The guards took one look at Vere, recognized her, and let her enter the main tent without saying anything. As the tent flaps opened, a breeze entered the makeshift command center and the galactic maps that had been arranged on the tables fluttered away. Morgan looked up in annoyance to see who was bothering her. When she saw who it was, she rolled her eyes.

“Nice of you to finally join your own fleet,” she said, not wasting the time or energy to shake hands or engage in other pleasantries. After the maps and papers were collected, she added, “Hello, Traskk, nice to see you again.”

“Uh,” Baldwin said.

“Yeah, sure,” Morgan said. “Nice to see you again, too.”

“I told you she’d be happy to see us,” Vere said, looking around the room.

Westmoreland was on the opposite side of the command center, reviewing ship diagrams with a collection of middle-aged officers. He looked up momentarily and nodded at Vere, then returned to his discussions without interruption.

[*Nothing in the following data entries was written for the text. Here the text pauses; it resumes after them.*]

PR #20, opened 2018-12-05
Report parsing and translation issues as warnings rather than errors,…

simeoncran:
… unless in strict mode.

Unless strict mode is enabled, we'll report parsing and translation issues as warnings rather than errors so as not to scare users
Add a script to easily install LottieGen from code you build locally.
Remove the GlobalSuppressions.cs files that were not supposed to be there.
Fix some code analysis warnings that were being disabled in the GlobalSuppressions.cs files.


sohchatt:
Maybe also update the Icon in the LottieViewer to be "Warnings" rather than "Issues"?

PR #27, opened 2018-12-07
Update version numbers in README to 5.0.0.

simeoncran:
Now that we're aligned with the toolkit major version number update the docs.


LottieGen/README.md
```diff
@@ -8,23 +8,23 @@ LottieGen is built as a [.NET Core global tool](https://docs.microsoft.com/en-us
...
-The latest release version can be installed from NuGet:
+The latest release version can be installed from NuGet (https://www.nuget.org/packages/LottieGen):
 
-    dotnet tool install lottiegen -g
+    dotnet tool install -g LottieGen
 
 Prerelease versions can be installed from NuGet:
 
-    dotnet tool install lottiegen -g --version 1.0.0-prerelease01
+    dotnet tool install -g LottieGen --version 5.0.0-prerelease01
```
azchohfi: We already have 5.0.0-prerelease2

simeoncran: I've updated it to remove the 01. dotnet will try to match the string, which causes it to get the latest one.

PR #28, opened 2018-12-09
Give unique colors to nodes in DGML graph.

simeoncran:
Making it easier to set colors  for DGML graph nodes, and giving each node different colors so that it's easier to tell what kind of geometry is attached to shape, and whether a node has any animations. This will make it easier to find opportunities for optimization.

Fix an assertion in the translator discovered during testing.
Make "percent" a first-class concept for properties in the translator to make maintenance easier.


source/WinCompData/Wui/Colors.cs
```diff
@@ -0,0 +1,151 @@
+// Licensed to the .NET Foundation under one or more agreements.
+// The .NET Foundation licenses this file to you under the MIT license.
+// See the LICENSE file in the project root for more information.
+
+namespace Microsoft.Toolkit.Uwp.UI.Lottie.WinCompData.Wui
```
sohchatt: Wui -- is that intentional?

simeoncran: Yep. These are objects that mimic those in the Windows.UI namespace, thus Wui. It's the pattern we use to refer to namespaces that we are mimicking.

PR #31, opened 2018-12-21
Add globbing support to LottieGen.

simeoncran:
The main motivation for this is to use LottieGen in tests over large numbers of json files. This is much quicker than starting LottieGen for each file.
Previously we supported wildcards, but that only worked for files in a single directory. Now you can specify wildcards and globstars (**) anywhere in the input. For example C:\foo\**\myfiles\*.json

When specifying .json files with globbing, the outputs will be placed in subdirectories of the output folder corresponding to the subdirectories that were expanded relative to the non-globbed part of the input path. This ensures that if the same input filename exists in multiple places, the LottieGen outputs for each will end up in distinct place.

Also refactored the tool to allow parallel processing, and turned on parallel processing.

I also added a .sln file just for LottieGen to make development faster on my Surface Go which struggles with the main .sln fille.


azchohfi:
You can install a new version of .Net Core. Just use the task in the yml file:
https://docs.microsoft.com/en-us/azure/devops/pipelines/tasks/tool/dotnet-core-tool-installer?view=vsts

PR #38, opened 2019-01-03
Handle some cases of shape groups that contain multiple paths.

simeoncran:
Use of Win2D geometry groups to group paths that are part of the same shape group. Previously we just drew the paths on top of each other, but that's not correct when the paths overlap. The typical case is concentric shapes where the space between them is used like a stroke.

There are many potential cases that we don't yet handle with this change, e.g. we don't handle animation of the shapes, or other shapes, but the concentric non-animated shapes as a stroke is common enough to be worth doing alone.

### DIFF
--- a/source/LottieToWinComp/LottieToWinCompTranslator.cs
+++ b/source/LottieToWinComp/LottieToWinCompTranslator.cs
@@ -1209,7 +1209,37 @@ namespace Microsoft.Toolkit.Uwp.UI.Lottie.LottieToWinComp
 
                         break;
                     case ShapeContentType.Path:
-                        container.Shapes.Add(TranslatePathContent(context, shapeContext, (Shape)shapeContent));
+                        {
+                            var path = (Shape)shapeContent;
+                            List<Shape> paths = null;
+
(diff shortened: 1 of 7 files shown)


source/LottieToWinComp/LottieToWinCompTranslator.cs
```diff
@@ -1209,7 +1209,37 @@ CompositionShape TranslateGroupShapeContent(TranslationContext context, ShapeCon
 
                         break;
                     case ShapeContentType.Path:
-                        container.Shapes.Add(TranslatePathContent(context, shapeContext, (Shape)shapeContent));
+                        {
+                            var path = (Shape)shapeContent;
+                            List<Shape> paths = null;
```
jverral: Nit: you could initialize the paths here and instead of checking for null, check the count.  Less likely to have a exception creep into the code later when someone forgets to check if its null.

simeoncran: I want to allocate the List<Shape> lazily seeing as most of the time it isn't used. It's also being used as a flag to indicate that there are multiple paths.

Issue #30, opened 2018-12-19
lottie issues/warnings html page


sohchatt:
1. Generate the list of known parsing and translation issues as an html page (builds from the source)
2. Host the resulting page in this repo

An old fashioned map, made of paper and pinned with colored tacks to note various celestial bodies, ships, portals, and other key space items, took up one entire wall in front of Vere.

She nudged Traskk and said, “We’re really in trouble if we can’t afford three-dimensional map imagery.”

Morgan sighed. “No electronics are allowed inside the command center. No visuals, no scanners, nothing. I don’t want someone sending our plans to Mowbray.”

Vere shrugged. “You’re the boss.”

“Speaking of which,” Morgan said, reaching for the communicator on Vere’s shoulder.

Vere grabbed Morgan’s wrist before it got to her, and two women stared at each other. Neither of them offered any emotion, but also neither were willing to remove their hands.

Morgan, in a perfectly even and calm voice, said, “Everyone follows the rules. No one is above them.”

“If you don’t remember, I’m the one who put you in charge,” Vere said.

“Then let me do my job.”

As she unbuckled the communicator from her shoulder, Vere said, “It’s my kingdom. Do you really think I’d betray my people?”